PR #2062, opened 2025-04-11
fix fft bugs

### LINKED ISSUE #2034: [BUG] irfft does not produce correct results
The inverse STFT seems to not produce correct results, ie. should the following forward and inverse regenerate the input (white noise).  But I get a result with dropouts when using mlx.core.irfft
For comparison I used the scipy irfft

```python
import mlx.core as mx 
import numpy as np  
import scipy
import matplotlib .pyplot as plt

def show_wav(title, data, sample_rate):
    time = np.linspace(0, len(data) / sample_rate, num=len(data))
    plt.figure(figsize=(10, 4))
    plt.title(title)
    plt.plot(time, data)
    plt.show()

# Config
sample_rate = 44100
audio_ch = 1
n_fft = 6144
sample_count = 10 * sample_rate

# Create white noise buffer
white_noise = np.random.normal(0, 1, [audio_ch, sample_count]).astype(np.float32)

# Forward FFT
fft_result = []
i = 0
while i < sample_count:
    ei = min(i + n_fft, sample_count)
    segment = mx.array(white_noise[..., i:ei])
    r = mx.fft.rfft(segment, n=n_fft)
    fft_result.append(r)
    i += n_fft
print("FFT segments:", len(fft_result))

# Inverse FFT
inv_result = None
for segment in fft_result:
    r = mx.fft.irfft(segment, n=n_fft)
    # r = mx.array(scipy.fft.irfft(np.array(segment), n=n_fft))
    if inv_result is None:
        inv_result = r
    else:
        inv_result = mx.concatenate([inv_result, r], axis=1) 

show_wav("Inverted result", inv_result[0], sample_rate=sample_rate)
```

awni:
Fixes a few bugs in Metal FFT mostly related to not properly holding temporaries.

Closes #2034


barronalex (approved):
Thanks for fixing this!!

PR #2068, opened 2025-04-11
Add float mask to sdpa vector

angeloskath:
Besides the usefulness of allowing for additive masks in the vector kernel, it also fixes a bug because we are currently routing to the fast op for say 1 query and a float mask but in the primitive we are routing to the vector kernel which doesn't support it.

| Model | Token context | Before | After |
| --- | --- | --- | --- |
| Llama 1B | 80 | 464.2 | 464.2
| Llama 8B | 80 | 124.3 | 124.0
| Llama 70B | 80 | 16.3 | 16.2
| QwQ 32B | 60 | 33.2 | 33.1
| Llama 1B | 1400 | 392 | 394.9
| Llama 8B | 1400 | 115 | 115.1
| Llama 70B | 1400 | 15.4 | 15.4
| QwQ 32B | 1400 | 31.1 | 31.2

I think it is safe to say that at least the no mask kernel is not affected by this change speed wise.

### DIFF
--- a/mlx/backend/metal/kernels/scaled_dot_product_attention.metal
+++ b/mlx/backend/metal/kernels/scaled_dot_product_attention.metal
@@ -1,11 +1,11 @@
 #include <metal_stdlib>
 
-#include "mlx/backend/metal/kernels/sdpa_vector.h"
+// clang-format off
 #include "mlx/backend/metal/kernels/utils.h"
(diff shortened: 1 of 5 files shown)


awni (approved):
Looks great!! Thanks for adding/fixing that. I'm sure someone would have run into that bug at some point in the future.

tlikhomanenko:
Thanks for the fix!

PR #2069, opened 2025-04-12
LogCumSumExp

djphoenix:
## Proposed changes

Add `mx.logcumsumexp` op, that is crucial to e.g. implement log-scale minLSTM/minGRU efficiently.


awni:
This looks really nicely done!! Would you mind adding tests for a few edge cases:

- array of all -inf `mx.array([-float("inf")]* 8)`
- array of all -inf but one `mx.array([-float("inf"), 0, -float("inf")])`
- array of some inf and some -inf `mx.array([-float("inf"), float("inf"), -float("inf")])`

djphoenix:
@awni thanks for brief review. Seems like that these edge cases are erronous in current implementation... Well, there are some checks missed in LAE. I will add test cases and covering checks.

djphoenix:
@awni I just reused LogAddExp from binary_ops (both for CPU and GPU). Added mentioned test cases, now these are pass.

angeloskath (approved):
It looks great!

I changed the `LogAddExp` and `lae` to `Logaddexp` (at least where it made sense) and also checked the vjp with finite differences.

Thanks for the addition!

***

▶ [How to complete this task] Look for the word "cases" in the listing above, and copy every line where you find it.

▶ [Exercise answer]
This looks really nicely done!! Would you mind adding tests for a few edge cases:
@awni thanks for brief review. Seems like that these edge cases are erronous in current implementation... Well, there are some checks missed in LAE. I will add test cases and covering checks.
@awni I just reused LogAddExp from binary_ops (both for CPU and GPU). Added mentioned test cases, now these are pass.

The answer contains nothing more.